[Records from a collection]
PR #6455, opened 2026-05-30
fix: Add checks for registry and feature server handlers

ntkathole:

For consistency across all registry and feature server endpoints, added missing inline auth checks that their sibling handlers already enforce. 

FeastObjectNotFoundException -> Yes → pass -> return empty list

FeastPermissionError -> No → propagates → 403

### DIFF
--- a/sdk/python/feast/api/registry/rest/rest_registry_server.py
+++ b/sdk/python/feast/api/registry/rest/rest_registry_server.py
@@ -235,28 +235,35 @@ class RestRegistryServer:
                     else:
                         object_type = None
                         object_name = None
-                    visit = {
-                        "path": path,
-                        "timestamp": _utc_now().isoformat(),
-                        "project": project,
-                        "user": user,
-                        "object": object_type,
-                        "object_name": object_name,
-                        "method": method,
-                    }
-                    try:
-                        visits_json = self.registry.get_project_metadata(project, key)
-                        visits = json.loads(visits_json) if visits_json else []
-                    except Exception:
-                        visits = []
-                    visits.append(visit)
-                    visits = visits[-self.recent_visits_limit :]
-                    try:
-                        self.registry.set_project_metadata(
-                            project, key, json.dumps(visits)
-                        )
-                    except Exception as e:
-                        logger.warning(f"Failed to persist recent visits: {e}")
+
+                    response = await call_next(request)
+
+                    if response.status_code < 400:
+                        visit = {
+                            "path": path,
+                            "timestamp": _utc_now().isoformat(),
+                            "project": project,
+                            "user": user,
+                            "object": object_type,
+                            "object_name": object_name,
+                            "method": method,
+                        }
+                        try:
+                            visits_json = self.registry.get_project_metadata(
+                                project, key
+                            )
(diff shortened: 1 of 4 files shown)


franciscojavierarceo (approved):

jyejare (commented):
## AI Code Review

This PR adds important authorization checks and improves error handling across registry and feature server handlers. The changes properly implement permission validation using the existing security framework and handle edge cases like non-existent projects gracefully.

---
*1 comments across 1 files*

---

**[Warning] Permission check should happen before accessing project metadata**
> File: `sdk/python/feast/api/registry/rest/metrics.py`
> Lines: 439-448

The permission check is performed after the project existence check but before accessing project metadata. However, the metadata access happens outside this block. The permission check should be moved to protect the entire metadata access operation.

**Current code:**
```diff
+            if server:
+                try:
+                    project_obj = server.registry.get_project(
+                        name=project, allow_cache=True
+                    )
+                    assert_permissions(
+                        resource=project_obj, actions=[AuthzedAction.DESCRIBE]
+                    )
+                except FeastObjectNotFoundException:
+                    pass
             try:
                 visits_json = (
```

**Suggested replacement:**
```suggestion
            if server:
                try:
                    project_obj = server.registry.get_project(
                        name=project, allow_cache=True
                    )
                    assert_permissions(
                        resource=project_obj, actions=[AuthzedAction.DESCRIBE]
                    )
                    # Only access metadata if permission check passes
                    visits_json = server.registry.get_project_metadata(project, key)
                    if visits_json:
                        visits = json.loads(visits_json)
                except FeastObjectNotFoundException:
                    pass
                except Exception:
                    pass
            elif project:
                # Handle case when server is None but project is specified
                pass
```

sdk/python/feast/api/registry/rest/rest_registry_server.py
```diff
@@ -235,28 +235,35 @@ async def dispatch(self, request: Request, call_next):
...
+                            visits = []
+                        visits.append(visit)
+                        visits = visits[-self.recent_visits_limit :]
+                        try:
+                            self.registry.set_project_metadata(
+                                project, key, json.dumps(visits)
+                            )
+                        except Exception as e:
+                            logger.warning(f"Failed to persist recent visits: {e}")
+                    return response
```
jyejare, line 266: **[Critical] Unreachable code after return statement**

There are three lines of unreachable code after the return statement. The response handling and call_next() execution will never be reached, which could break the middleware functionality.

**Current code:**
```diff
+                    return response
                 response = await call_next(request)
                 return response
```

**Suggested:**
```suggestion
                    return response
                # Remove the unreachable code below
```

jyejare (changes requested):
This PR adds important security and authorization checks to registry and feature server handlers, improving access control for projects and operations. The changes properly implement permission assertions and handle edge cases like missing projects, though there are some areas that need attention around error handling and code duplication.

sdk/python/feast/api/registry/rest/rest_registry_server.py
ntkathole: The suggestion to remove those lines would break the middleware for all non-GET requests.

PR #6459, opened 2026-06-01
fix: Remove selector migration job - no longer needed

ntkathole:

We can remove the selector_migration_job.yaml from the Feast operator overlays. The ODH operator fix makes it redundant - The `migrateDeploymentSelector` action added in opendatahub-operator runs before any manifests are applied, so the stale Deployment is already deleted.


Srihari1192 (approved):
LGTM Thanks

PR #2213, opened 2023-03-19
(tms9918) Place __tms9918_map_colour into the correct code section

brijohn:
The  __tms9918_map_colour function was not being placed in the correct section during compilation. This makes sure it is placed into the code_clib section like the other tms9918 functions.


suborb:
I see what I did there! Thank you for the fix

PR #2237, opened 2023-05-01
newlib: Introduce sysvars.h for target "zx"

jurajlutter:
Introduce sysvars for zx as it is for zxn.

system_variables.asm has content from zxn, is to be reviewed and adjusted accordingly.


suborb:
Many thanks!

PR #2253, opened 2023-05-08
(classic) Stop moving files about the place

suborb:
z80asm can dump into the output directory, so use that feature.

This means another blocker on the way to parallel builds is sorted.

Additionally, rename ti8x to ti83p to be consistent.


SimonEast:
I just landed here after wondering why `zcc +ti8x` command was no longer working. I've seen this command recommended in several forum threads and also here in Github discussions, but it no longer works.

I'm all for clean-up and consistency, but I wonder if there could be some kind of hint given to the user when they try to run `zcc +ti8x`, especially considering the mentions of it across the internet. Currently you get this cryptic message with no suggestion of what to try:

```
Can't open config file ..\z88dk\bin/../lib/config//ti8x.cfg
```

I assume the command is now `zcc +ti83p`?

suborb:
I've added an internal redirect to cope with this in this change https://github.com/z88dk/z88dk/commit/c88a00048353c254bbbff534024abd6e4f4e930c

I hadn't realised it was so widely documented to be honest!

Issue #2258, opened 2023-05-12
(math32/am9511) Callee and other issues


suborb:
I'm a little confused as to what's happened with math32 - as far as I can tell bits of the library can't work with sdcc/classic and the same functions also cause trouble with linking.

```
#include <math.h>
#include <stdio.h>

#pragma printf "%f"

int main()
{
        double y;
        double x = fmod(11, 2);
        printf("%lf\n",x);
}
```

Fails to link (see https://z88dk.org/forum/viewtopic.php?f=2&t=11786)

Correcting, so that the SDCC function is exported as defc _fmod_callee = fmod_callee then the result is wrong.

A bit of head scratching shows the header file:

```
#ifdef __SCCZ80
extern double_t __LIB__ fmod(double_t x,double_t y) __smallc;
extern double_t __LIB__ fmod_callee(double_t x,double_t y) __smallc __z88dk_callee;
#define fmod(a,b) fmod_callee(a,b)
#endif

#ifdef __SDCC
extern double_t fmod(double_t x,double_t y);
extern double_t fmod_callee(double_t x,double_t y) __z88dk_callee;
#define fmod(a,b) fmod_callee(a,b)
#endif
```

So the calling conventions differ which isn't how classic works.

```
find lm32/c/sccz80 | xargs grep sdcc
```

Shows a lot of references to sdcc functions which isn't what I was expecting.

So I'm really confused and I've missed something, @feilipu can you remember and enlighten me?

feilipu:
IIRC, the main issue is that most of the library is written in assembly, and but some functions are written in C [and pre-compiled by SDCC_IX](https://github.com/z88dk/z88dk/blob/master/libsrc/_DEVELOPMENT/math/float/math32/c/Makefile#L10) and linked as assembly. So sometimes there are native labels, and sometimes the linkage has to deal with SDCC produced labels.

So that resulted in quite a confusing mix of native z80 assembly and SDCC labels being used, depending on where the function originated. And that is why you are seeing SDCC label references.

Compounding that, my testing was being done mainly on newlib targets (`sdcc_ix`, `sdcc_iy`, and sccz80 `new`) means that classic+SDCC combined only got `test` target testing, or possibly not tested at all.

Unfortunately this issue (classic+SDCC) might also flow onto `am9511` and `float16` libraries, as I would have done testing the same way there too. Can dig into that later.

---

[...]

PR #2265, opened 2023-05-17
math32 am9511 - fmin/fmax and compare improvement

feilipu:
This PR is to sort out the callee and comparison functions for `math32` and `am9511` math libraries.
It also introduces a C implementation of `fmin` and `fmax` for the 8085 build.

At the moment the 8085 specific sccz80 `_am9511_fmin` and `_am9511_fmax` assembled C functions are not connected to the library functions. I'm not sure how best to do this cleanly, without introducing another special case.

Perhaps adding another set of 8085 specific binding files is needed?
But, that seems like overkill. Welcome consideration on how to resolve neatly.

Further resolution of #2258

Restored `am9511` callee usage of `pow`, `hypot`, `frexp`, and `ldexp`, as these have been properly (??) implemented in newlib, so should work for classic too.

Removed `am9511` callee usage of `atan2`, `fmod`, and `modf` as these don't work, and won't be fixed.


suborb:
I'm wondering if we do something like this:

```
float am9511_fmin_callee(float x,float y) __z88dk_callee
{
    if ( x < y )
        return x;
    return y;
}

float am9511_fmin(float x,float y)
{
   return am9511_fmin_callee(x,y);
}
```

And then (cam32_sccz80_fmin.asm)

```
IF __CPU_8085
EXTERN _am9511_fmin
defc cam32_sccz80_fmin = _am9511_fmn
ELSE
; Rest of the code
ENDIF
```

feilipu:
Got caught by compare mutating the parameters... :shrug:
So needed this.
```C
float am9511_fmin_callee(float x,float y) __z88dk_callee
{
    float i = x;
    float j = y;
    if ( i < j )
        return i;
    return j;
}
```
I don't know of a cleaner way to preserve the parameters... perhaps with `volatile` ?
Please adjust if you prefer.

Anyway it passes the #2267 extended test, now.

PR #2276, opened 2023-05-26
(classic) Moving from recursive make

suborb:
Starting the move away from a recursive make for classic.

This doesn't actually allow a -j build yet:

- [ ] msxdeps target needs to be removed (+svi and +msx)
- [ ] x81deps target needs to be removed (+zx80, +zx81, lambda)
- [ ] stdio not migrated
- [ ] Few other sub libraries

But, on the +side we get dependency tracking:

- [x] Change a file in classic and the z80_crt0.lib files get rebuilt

ASSIGNMENT
Search the data above for lines holding "python" and copy each of them.

TASK SOLUTION
--- a/sdk/python/feast/api/registry/rest/rest_registry_server.py
+++ b/sdk/python/feast/api/registry/rest/rest_registry_server.py
> File: `sdk/python/feast/api/registry/rest/metrics.py`
sdk/python/feast/api/registry/rest/rest_registry_server.py
sdk/python/feast/api/registry/rest/rest_registry_server.py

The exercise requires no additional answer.